Alias tables are composed of a list of (acceptance probability, alias) pairs. To sample from an alias table, first pick an element (p, alias) from that list uniformly at random. Then, with probability p, return the index of that element and with probability 1-p, return alias. For more information, see the wikipedia article, or a publication by the original author Walker, A. J. "An Efficient Method for Generating Discrete Random Variables with General Distributions." ACM Transactions on Mathematical Software 3 (3): 253, 1977.


While this package does follow the general structure of the algorithms described in the above articles, it makes some departures for performance reasons.

Conventional alias tables map an integer in the range 1:n and a real number to a number in the range 1:n. This package's alias tables, however, map an integer in the range 0:2^k-1 to a number in the range 1:n. Where k = 64 by default. This results in increased precision and increased performance.
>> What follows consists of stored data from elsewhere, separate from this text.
PR #9522, opened 2025-12-09
feat: Include parent category in verbose block descriptions

### LINKED ISSUE #9499: Include blocks' categories in their verbose description
When a verbose readout of a block is requested, the block's parent category name should be included on a best-effort basis. For blocks without a category, it should be omitted; for blocks in multiple categories, one may be arbitrarily chosen, or perhaps fall back to block/category color as a tiebreaker.

gonfunko:
## The basics

### Resolves

Fixes #9499 

### Proposed Changes
This PR adds blocks' parent category to their verbose description in order to better orient users. By default each category is searched through to see if the block is part of it; if no match is found (e.g. if the block is part of a dynamic category) then matching falls back to checking the block's color against each category's color.

### DIFF
--- a/core/toolbox/category.ts
+++ b/core/toolbox/category.ts
@@ -382,6 +382,14 @@ export class ToolboxCategory
   }
 
   /**
+   * Returns the colour of this category.
+   * @internal
+   */
+  getColour() {
+    return this.colour_;
+  }
+
+  /**
    * Gets the HTML element that is clickable.
    * The parent toolbox element receives clicks. The parent toolbox will add an
    * ID to this element so it can pass the onClick event to the correct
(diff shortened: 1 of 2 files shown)


core/toolbox/category.ts
```diff
@@ -381,6 +381,14 @@ export class ToolboxCategory
     return '';
   }
 
+  /**
+   * Returns the colour of this category.
```
BenHenning, line 385: Nit: line fix to address for this block.

BenHenning (approved):
Thanks @gonfunko! This generally LGTM though obviously there are CI fixes to address likely due to the circular import. If you'd like me to take another review pass after those are fixed then please ping me and I can take a quick look.

BenHenning (approved):
Nice workaround. :)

To apply this mapping to x using an alias table with 2^b elements, we use the most significant b bits of x to index into the table, retrieving a pair (p, alias). We then compare the least significant k bits of x to p, and if x's low bits are less than p, we return the aliased index, otherwise we return the index itself. Any finite probability distribution can be thought of as a distribution over 2^b elements by simply appending zeros to the end of the distribution.

This whole process uses integer arithmetic which allows both very fast sampling and exact construction.

We can count exactly how many inputs map to a given output as follows.

For a given output m ∈ 1:n, drawn from an AliasTable{UIntK} with a k-bit domain and a range of 1:2^b, the inputs that produce m come from two disjoint sets

  • The integers between m * 2^(k-b) + p, inclusive, and (m+1) * 2^(k-b), exclusive where p is the alias probability of the mth table entry. This set has 2^(k-b) - p elements.
  • The integers between j * 2^(k-b), inclusive and j + 2^(k-b) + p_j, exclusive for all j whose table entry aliases to m where p_j is alias probability of the jth table entry. This set has size sum(p_j for j in 1:n if alias_j == m).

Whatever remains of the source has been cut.